Portman, as it happens, doesn't enjoy telling much about herself, either. She answers questions politely but prefers her privacy. She doesn't talk about boyfriends or breakups. Gael Garcia Bernal, the sultry star of ''The Motorcycle Diaries" and Portman's last beau, returns the favor. In a recent interview he said he would find it ''impossible to comment on anyone who is close to me. Please understand."
Romantic outcomes aside, Portman says she has surrounded herself with loyalists, people who would never betray her to the tabloids or the paparazzi she calls ''dangerous" and ''creepy." She hates discovering that what she thought was a private moment has become a public one via long-lens photography. The psychology major says she was especially grateful to realize no one would make a big deal of her at Harvard, since the self-described nerd never questioned that she would aim for an Ivy League degree.

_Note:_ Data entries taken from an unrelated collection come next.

PR #152, opened 2020-06-02
Feature/form in formcase screen

TeddyAndersson:
The Form for a Case is now visable in the application view.

### DIFF
--- a/source/assets/mock/form-case-ekb.js
+++ b/source/assets/mock/form-case-ekb.js
@@ -1,0 +1,34 @@
+const formEkbMockData = {
+  steps: [
+    {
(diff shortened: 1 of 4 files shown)


mysticlagoona:
Simulator Screen Shot - iPhone 11 - 2020-06-03 at 10 14 59

mysticlagoona:
It has the same issue as before. There is space after footer. Footer should be at the end of screen. Banner should be at top of the screen . And it should not be draggable from top or bottom.

TeddyAndersson:
I noticed this during the implementation of the form in the FormCase Screen. But i think this is a different task, since it relates to the step component and not the FormScreenCase. So i will put up a task for this :)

''First of all, I'm not like a celebrity celebrity; I don't get recognized when I'm walking down the street," Portman said. ''At school I'm sure they knew who I was because word spreads on a small campus. At the same time, the kids at Harvard are so accomplished in their own ways. . . . You talk to people and you discover that they spent a year working with AIDS patients in Africa, or there's a kid I knew who . . . would cut all his classes to go to the lab, where he was working on a cure for cancer. There's a kid in my class who published a novel before he started school that's a bestseller. So I was no big deal."
She did act during college, shooting ''Garden State" between exams her senior year. Her deal with ''Star Wars" director George Lucas, however, was summer breaks only to play Queen Amidala in the three most recent films, which she says was just fine with him.
Even now she's no acting machine, taking her time between movies and preferring to live a relatively quiet life on Long Island and to visit family in Israel until something as demanding as ''Closer" comes along. Then there's her work with FINCA, something she's not shy about. The statistics and stories pour out of her. She says she's proud to put a spotlight on the women the organization helps. That way the light is only indirectly on her, the way she prefers it when she's not filling a movie screen.